* **About this exercise**:
From the entries below, return exactly the lines beginning at the one that contains "Converted from openshift command" and ending at the one that contains "5. configured default", both of them included, and only those lines.

Collected data entries
+---+
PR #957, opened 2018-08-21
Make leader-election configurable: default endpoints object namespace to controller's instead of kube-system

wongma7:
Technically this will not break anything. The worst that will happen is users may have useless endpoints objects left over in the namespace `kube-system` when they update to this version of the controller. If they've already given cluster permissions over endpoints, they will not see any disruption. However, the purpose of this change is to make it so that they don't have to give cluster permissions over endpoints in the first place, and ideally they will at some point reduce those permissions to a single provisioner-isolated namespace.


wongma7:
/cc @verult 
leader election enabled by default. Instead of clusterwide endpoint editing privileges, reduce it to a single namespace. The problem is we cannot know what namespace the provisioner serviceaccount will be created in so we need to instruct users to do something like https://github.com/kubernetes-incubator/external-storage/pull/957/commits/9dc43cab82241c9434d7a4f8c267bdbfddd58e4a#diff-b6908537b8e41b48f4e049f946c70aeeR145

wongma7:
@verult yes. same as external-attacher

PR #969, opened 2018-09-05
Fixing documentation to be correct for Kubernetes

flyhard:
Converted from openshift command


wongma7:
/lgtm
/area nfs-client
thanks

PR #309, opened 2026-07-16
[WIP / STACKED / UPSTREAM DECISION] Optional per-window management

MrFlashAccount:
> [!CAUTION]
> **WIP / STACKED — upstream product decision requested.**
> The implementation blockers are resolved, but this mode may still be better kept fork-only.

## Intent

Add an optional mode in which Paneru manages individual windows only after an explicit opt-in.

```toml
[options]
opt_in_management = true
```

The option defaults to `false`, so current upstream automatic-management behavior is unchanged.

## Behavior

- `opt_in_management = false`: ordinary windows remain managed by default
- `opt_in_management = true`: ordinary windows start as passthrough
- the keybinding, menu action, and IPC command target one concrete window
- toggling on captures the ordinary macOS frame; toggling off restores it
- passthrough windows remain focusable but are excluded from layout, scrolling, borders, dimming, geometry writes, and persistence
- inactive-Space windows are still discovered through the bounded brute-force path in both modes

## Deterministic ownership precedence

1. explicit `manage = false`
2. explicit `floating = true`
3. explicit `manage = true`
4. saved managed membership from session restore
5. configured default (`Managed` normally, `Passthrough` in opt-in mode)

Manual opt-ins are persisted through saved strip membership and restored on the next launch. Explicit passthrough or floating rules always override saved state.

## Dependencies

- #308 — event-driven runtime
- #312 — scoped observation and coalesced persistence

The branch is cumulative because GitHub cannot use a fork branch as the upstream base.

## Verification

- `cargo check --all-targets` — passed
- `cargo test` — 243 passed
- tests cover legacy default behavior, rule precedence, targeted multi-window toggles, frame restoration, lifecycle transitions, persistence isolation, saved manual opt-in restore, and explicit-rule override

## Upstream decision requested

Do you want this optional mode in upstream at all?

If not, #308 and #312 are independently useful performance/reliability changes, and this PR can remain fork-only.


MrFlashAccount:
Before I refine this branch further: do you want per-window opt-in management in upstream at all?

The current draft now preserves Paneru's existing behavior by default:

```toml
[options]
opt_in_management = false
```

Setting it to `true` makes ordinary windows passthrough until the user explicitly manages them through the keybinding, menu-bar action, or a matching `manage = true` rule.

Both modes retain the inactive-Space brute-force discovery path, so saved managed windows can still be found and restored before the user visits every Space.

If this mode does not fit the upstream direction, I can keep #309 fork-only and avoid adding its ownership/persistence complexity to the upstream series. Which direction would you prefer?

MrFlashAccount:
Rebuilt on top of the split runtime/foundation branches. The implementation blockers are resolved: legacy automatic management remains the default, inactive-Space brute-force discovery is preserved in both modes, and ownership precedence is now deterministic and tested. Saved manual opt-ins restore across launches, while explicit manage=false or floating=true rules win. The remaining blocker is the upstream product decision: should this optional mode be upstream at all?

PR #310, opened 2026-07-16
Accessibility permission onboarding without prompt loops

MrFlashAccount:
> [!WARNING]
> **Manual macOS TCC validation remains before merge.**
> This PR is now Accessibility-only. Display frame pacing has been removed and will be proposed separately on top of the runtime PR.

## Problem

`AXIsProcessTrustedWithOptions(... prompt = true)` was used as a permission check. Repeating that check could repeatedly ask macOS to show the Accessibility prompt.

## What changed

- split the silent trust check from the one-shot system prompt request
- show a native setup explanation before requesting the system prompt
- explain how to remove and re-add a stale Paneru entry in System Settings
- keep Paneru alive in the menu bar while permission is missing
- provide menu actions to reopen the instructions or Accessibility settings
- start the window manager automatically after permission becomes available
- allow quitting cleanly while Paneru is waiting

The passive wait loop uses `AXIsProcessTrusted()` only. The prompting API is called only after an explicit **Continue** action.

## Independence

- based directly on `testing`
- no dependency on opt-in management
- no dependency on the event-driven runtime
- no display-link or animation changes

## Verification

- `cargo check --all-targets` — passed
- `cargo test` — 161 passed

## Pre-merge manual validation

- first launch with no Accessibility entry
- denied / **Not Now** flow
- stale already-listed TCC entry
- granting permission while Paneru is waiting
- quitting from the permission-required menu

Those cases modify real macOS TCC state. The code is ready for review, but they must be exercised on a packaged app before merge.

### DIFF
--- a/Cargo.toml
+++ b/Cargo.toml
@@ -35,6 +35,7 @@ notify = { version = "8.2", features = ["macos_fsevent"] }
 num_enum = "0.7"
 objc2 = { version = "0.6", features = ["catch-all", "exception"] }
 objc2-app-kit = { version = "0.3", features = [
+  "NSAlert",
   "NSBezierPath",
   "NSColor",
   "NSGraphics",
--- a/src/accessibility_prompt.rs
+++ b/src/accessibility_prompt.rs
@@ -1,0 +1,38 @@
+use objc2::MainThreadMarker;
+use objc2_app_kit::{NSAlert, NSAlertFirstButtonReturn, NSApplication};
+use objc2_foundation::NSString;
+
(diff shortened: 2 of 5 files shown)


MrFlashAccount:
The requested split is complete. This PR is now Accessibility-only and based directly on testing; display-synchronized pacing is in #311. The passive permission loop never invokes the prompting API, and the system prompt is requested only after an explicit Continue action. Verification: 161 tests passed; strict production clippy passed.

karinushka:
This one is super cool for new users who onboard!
+---+
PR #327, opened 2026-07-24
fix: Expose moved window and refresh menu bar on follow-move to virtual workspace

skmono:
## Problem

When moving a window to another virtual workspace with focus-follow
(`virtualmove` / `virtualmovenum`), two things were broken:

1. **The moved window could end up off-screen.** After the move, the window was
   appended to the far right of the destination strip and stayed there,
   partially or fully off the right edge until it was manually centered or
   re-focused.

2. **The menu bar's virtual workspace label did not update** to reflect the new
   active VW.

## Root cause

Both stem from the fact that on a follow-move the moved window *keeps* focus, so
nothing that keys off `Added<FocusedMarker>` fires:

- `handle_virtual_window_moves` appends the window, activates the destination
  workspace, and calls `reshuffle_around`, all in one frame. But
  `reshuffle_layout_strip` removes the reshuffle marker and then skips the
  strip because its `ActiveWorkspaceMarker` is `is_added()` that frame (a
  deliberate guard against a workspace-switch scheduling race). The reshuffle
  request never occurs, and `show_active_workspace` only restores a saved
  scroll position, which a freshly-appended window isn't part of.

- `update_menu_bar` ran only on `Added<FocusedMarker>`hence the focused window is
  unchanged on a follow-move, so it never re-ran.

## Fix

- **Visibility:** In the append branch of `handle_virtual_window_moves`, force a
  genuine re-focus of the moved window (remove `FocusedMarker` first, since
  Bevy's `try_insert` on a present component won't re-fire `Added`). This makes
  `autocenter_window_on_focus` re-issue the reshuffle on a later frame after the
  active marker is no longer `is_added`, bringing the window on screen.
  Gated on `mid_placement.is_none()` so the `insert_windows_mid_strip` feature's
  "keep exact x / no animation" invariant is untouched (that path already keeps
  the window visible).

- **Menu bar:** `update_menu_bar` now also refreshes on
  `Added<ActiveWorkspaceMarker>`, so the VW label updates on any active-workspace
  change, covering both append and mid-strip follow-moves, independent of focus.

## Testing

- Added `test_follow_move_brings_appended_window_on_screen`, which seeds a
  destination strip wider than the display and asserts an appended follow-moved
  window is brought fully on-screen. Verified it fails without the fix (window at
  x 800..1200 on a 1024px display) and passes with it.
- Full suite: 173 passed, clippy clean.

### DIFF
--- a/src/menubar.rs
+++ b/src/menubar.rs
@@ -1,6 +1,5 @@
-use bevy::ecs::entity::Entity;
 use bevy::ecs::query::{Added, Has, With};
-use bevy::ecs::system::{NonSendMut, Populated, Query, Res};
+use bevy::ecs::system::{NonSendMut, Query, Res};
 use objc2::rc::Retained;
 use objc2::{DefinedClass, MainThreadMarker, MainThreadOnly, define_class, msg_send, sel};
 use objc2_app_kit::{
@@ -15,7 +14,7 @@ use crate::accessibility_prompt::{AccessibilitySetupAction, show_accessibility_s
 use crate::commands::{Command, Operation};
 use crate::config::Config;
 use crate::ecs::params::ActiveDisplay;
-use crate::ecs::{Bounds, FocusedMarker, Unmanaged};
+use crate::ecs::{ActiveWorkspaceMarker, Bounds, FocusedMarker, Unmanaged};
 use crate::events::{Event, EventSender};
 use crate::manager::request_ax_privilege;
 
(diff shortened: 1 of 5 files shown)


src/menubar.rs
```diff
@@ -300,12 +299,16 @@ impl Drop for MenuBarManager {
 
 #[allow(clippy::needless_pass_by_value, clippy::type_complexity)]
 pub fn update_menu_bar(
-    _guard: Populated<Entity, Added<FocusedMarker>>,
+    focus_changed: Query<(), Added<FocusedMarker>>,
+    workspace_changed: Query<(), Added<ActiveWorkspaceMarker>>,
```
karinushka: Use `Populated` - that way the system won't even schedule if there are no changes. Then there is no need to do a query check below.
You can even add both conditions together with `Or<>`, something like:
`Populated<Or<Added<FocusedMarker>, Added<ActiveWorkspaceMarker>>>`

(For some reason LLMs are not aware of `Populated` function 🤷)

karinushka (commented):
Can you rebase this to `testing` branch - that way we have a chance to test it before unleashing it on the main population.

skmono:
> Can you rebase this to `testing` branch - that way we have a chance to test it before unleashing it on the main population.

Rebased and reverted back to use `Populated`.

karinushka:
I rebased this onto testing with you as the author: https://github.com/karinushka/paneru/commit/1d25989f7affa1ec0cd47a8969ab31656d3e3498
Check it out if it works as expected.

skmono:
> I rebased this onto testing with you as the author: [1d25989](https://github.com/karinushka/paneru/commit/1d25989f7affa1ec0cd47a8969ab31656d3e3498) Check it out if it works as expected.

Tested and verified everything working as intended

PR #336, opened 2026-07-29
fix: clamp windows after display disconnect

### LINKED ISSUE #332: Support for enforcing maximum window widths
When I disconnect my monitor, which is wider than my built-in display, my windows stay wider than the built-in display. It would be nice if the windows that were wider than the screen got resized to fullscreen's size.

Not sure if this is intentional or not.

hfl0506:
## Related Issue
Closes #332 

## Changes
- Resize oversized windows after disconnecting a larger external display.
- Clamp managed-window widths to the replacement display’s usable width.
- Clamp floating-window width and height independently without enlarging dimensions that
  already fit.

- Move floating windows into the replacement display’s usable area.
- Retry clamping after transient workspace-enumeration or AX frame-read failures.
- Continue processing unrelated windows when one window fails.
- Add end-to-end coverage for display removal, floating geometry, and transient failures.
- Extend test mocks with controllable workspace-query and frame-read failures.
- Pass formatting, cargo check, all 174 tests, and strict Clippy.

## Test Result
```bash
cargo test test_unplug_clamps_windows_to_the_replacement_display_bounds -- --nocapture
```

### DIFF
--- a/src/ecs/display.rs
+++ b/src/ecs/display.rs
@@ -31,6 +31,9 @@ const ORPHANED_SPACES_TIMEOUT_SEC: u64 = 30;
+---+
* **Your solution**:
Converted from openshift command


wongma7:
/lgtm
/area nfs-client
thanks

PR #309, opened 2026-07-16
[WIP / STACKED / UPSTREAM DECISION] Optional per-window management

MrFlashAccount:
> [!CAUTION]
> **WIP / STACKED — upstream product decision requested.**
> The implementation blockers are resolved, but this mode may still be better kept fork-only.

## Intent

Add an optional mode in which Paneru manages individual windows only after an explicit opt-in.

```toml
[options]
opt_in_management = true
```

The option defaults to `false`, so current upstream automatic-management behavior is unchanged.

## Behavior

- `opt_in_management = false`: ordinary windows remain managed by default
- `opt_in_management = true`: ordinary windows start as passthrough
- the keybinding, menu action, and IPC command target one concrete window
- toggling on captures the ordinary macOS frame; toggling off restores it
- passthrough windows remain focusable but are excluded from layout, scrolling, borders, dimming, geometry writes, and persistence
- inactive-Space windows are still discovered through the bounded brute-force path in both modes

## Deterministic ownership precedence

1. explicit `manage = false`
2. explicit `floating = true`
3. explicit `manage = true`
4. saved managed membership from session restore
5. configured default (`Managed` normally, `Passthrough` in opt-in mode)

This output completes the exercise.